Meredith and Kerns had a wonderful working relationship. Later in life, Kerns recalled that Meredith was a great influence on her, saying, "Burgess was the one person who really influenced my acting career". Meredith  also introduced Kerns to Peggy Feury, under whom Kerns studied acting. In 1972, she moved back to California and landed a job as a backup dancer at Disneyland, and started auditioning for TV commercials and steady acting jobs.

On May 4, 1977, she made an appearance on Charlie's Angels as Natalie, a worker at a massage parlor in the episode "The Blue Angels".

During the late 1970s and early 1980s, Kerns started making a name for herself in guest spots on many televisions shows that included: Emergency!, CHiPs, The A-Team, Starsky & Hutch, Street Hawk, Laverne and Shirley, Three's Company, Hill Street Blues, The Love Boat, Hunter, Quincy, M.E., Magnum, P.I., and V, as well as many commercials. During an interview, Kerns said, "I kind of was always looking for the next thing; I auditioned for anything, hoping to get a big break" (Lifetime's Intimate Portrait). Then, Kerns got her first steady acting job in 1983, starring as Pat Devon in a new CBS series called The Four Seasons, which lasted only one season. The sitcom, which was based on a 1981 movie of the same name, was about three couples who all lived under the same roof in California. Although the show was not well received by television critics, her part proved to producers that she was capable of acting as a leading lady.

Growing Pains
Soon after the cancellation of The Four Seasons, Kerns auditioned for a new series in late 1984, called Growing Pains. She auditioned with Alan Thicke, who was just coming off the failure of his TV talk show Thicke of the Night. Kerns joked in many interviews that Alan and she had immediate chemistry, especially when she kissed him on his nose by accident during their audition together. Kerns and Thicke's chemistry won them both the parts, and the two became great friends off the show.

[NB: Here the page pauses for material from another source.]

PR #151, opened 2019-04-08
Refactor `elf::gnu_hash::GnuHash`

### LINKED ISSUE #149: casting from `*const u32` to a more-strictly-aligned pointer (`*const u64`)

During the success of Growing Pains, Kerns began to star in television movies, where she played controversial parts very different from the beloved all-American mom, Maggie Seaver. One such performance that shocked audiences was her 1992 movie, The Nightman, in which Kerns played a highly sexual business woman who was a motel owner. Her many TV movies include: Those She Left Behind, Blind Faith, The Big One: The Great Los Angeles Earthquake, Shameful Secrets, and No One Could Protect Her.

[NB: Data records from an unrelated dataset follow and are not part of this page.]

PR #153, opened 2019-04-14
mach: add Nlist::is_weak

philipc:


src/mach/symbols.rs
```diff
@@ -83,6 +83,48 @@ pub const NLIST_TYPE_MASK: u8 = 0xe;
...
+/// and is visible only to modules within this shared library.
+pub const REFERENCE_FLAG_PRIVATE_UNDEFINED_NON_LAZY: u16 = 0x4;
+/// This symbol is defined in another module in this file, is a lazy (function) symbol,
+/// and is visible only to modules within this shared library.
+pub const REFERENCE_FLAG_PRIVATE_UNDEFINED_LAZY: u16 = 0x5;
+
+// Additional flags of n_desc field.
+
+/// Must be set for any defined symbol that is referenced by dynamic-loader APIs
+/// (such as dlsym``` and NSLookupSymbolInImage```) and not ordinary undefined symbol
```
willglynn: I'd like to improve this formatting:

Screenshot

Mostly the triple backticks, but also the mixing of both "strip tool" and `strip` in the same message.

src/mach/symbols.rs
```diff
@@ -83,6 +83,48 @@ pub const NLIST_TYPE_MASK: u8 = 0xe;
...
+/// references. The strip tool uses this bit to avoid removing symbols that must
+/// exist: If the symbol has this bit set, `strip` does not strip it.
+pub const REFERENCED_DYNAMICALLY: u16 = 0x10;
+/// Sometimes used by the dynamic linker at runtime in a fully linked image. Do not
+/// set this bit in a fully linked image.
+pub const N_DESC_DISCARDED: u16 = 0x20;
+/// When set in a relocatable object file (file type MH_OBJECT) on a defined symbol,
+/// indicates to the static linker to never dead-strip the symbol. (Note that the
+/// same bit (0x20) is used for two nonoverlapping purposes.)
```
willglynn: Someone looking just at the docs wouldn't know that 0x20 also means `N_DESC_DISCARDED`. Please mention this fact in both places, and consider having them both refer to the other.

philipc: I changed it to not be a doc comment instead. The way that rustdoc presents these constants is not useful, and I would only ever look at the source for this info, so it's not worth spending time on.

I should have mentioned that all this doc is copied from the Apple documentation.

m4b:
LGTM, thanks @philipc and @willglynn !

PR #154, opened 2019-04-16
Minor documentation improvements

lzutao:


src/elf/reloc.rs
```diff
@@ -1,48 +1,70 @@
 //! # Relocation computations
+//!
+//! The following notation is used to describe relocation computations.
```
philipc: Note that these are specific to x86_64.

src/elf/reloc.rs
```diff
@@ -1,48 +1,70 @@
...
+//!
+//!  * A: The addend used to compute the value of the relocatable field.
+//!  * B: The base address at which a shared object is loaded into memory
+//!       during execution. Generally, a shared object file is built with a
+//!       base virtual address of 0. However, the execution address of the
+//!       shared object is different. See Program Header.
```
philipc: Here and below: delete the 'See XXX' statements.

src/elf/compression_header.rs
```diff
@@ -30,7 +30,7 @@ pub const ELFCOMPRESS_HIPROC: u32 = 0x7fff_ffff;
 macro_rules! elf_compression_header_std_impl { ($size:ty) => {
 
     #[cfg(test)]
-    mod test {
+    mod tests {
```
philipc: What is the problem with the old name?

Cargo.toml
```diff
@@ -14,15 +14,8 @@ include = ["src/**/*", "Cargo.toml", "CHANGELOG.md", "LICENSE", "README.md", "et
...
-[dependencies.log]
-version = "0.4"
-default-features = false
-optional = true
-
-[dependencies.scroll]
-version = "0.9"
-default_features = false
+log = { version = "0.4", default-features = false, optional = true }
+scroll = { version = "0.9", default-features = false }
```
philipc: Why? I'm not convinced that this is objectively better.

examples/dyldinfo.rs
```diff
@@ -126,8 +122,7 @@ fn main () {
                     "-bind" => { bind = true }
                     "-lazy_bind" => { lazy_bind = true }
                     other => {
-                        println!("unknown flag: {}", other);
-                        println!("");
+                        println!("unknown flag: {}\n", other);
```
philipc: Which clippy warning is this?

src/elf/compression_header.rs
lzutao: It's just a convention from [the Book](https://doc.rust-lang.org/book/ch11-03-test-organization.html#the-tests-module-and-cfgtest).

Cargo.toml
lzutao: I don't think one is better than another but the new one is shorter.
I'd revert if you prefer.

examples/dyldinfo.rs
lzutao: FYI, it is [print_with_newline](https://rust-lang.github.io/rust-clippy/master/index.html#print_with_newline).

src/elf/reloc.rs
lzutao: Done

src/elf/reloc.rs
lzutao: Done

Cargo.toml
philipc: Yes, please drop that commit.

examples/dyldinfo.rs
philipc: Ah okay, please use `println!()` instead. It's clearer and I don't think the performance is a concern.

philipc: Also I think you meant [println_empty_string](https://rust-lang.github.io/rust-clippy/master/index.html#println_empty_string).

lzutao: If we revert this change, every time clippy run it will warn about this. 
Kind of annoyance.

Cargo.toml
lzutao: Done.

examples/dyldinfo.rs
lzutao: Ok, I forget I could just drop the empty string.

After Growing Pains roles and directing career
After Growing Pains ended, Kerns turned to directing. She directed one episode of Growing Pains while starring on the show and got hooked. In an interview, Kerns stated, "Directing is where I've always wanted to go". She loved directing and decided to change the focus of her career from acting to directing, while continuing to make rare appearances in front of the camera when the right parts come along. She has also directed episodes of television shows including Dawson's Creek, Titans, Scrubs, Private Practice,  Psych, Felicity, Grey's Anatomy, Privileged, ER, Ghost Whisperer, Army Wives, Pretty Little Liars, Switched at Birth, The Goldbergs, This Is Us, and Fuller House. Kerns also directed Annie Potts in an original made-for-television movie for Lifetime TV entitled: Defending Our Kids: The Julie Posey Story. She has since made a number of shorts, and directed the sixth episode of Pitch, a sports drama on Fox.

Kerns has also made notable appearances in feature films, including A*P*E, Girl, Interrupted, and the 2007 comedy Knocked Up.

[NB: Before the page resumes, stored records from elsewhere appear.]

PR #155, opened 2019-04-23
Basic COFF support

philipc:
Reuses the existing parsing for the COFF header and sections, and adds COFF symbol parsing.

Work for future PRs:
- auxiliary symbol records
- COFF relocations
- write support

### DIFF
--- a/src/pe/header.rs
+++ b/src/pe/header.rs
@@ -30,8 +30,6 @@ impl DosHeader {
 #[repr(C)]
 #[derive(Debug, PartialEq, Copy, Clone, Default)]
 pub struct CoffHeader {
-    /// COFF Magic: PE\0\0, little endian
-    pub signature: u32,
     /// The machine type
     pub machine: u16,
     pub number_of_sections: u16,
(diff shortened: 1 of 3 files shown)


src/pe/header.rs
```diff
@@ -30,8 +31,6 @@ impl DosHeader {
 #[repr(C)]
 #[derive(Debug, PartialEq, Copy, Clone, Default)]
 pub struct CoffHeader {
-    /// COFF Magic: PE\0\0, little endian
-    pub signature: u32,
```
m4b: How come this changed? Or put another way, how does this work now, or how did it work before ?
Is the data layout of coff/PE such that it just works ?
Also this is technically breaking so we should add a breaking changes note, though I doubt anyone used it.

**edit** looking at this now looks like this is the second element of the header just before the coff header which means they’d have the same layout if it’s packed. Wow good fix/find :)

philipc:
> so just curious is coff used very much anymore ? I recall it being what the mingw windows environment and its compiler will emit, but can’t remember ?

As far as I can tell, COFF is always used for object files on Windows (even msvc). PE is an executable (image) format, not an object file format.

src/pe/header.rs
philipc: Yeah I'm just moving this field around. I had to do this because COFF object files don't have any of the PE headers, including this magic value.

PR #159, opened 2019-05-01
pe: add write support for COFF object files

philipc:
See https://github.com/philipc/object-write/blob/master/src/coff.rs for an example of its usage.

### DIFF
--- a/src/pe/header.rs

She has also co-founded the Women in Film Crystal + Lucy Awards given to women in acting.

Kerns was a member of the Motion Picture and Television Fund Board of Trustees from 2004 through 2008.

Personal life
In 1974, Kerns met a commercial producer, Richard Kerns, on the set of a commercial, and they married two years later. Their marriage lasted nine years and the couple had a daughter, Ashley Cooper. In 1994 Kerns married Marc Appleton, a prominent Los Angeles architect. In August 2019, Kerns filed for divorce from Appleton.  

Kerns dated comedian and actor Freddie Prinze a short time before he died of a self-inflicted gunshot wound.  The two had worked together on the 1976 TV movie, The Million Dollar Rip-Off.

Politics
Kerns, a registered Democrat, supported John Kerry in the 2004 United States Presidential Election and Hillary Clinton in the 2016 United States Presidential Election.

Filmography

Director

References

External links
 
 

20th-century American actresses
21st-century American actresses
Actresses from California
American film actresses
American television actresses
American television directors
American women film directors
American women television directors
California Democrats
Hispanic and Latino American actresses
Living people
Film directors from California
Actresses from San Francisco
Year of birth missing (living people)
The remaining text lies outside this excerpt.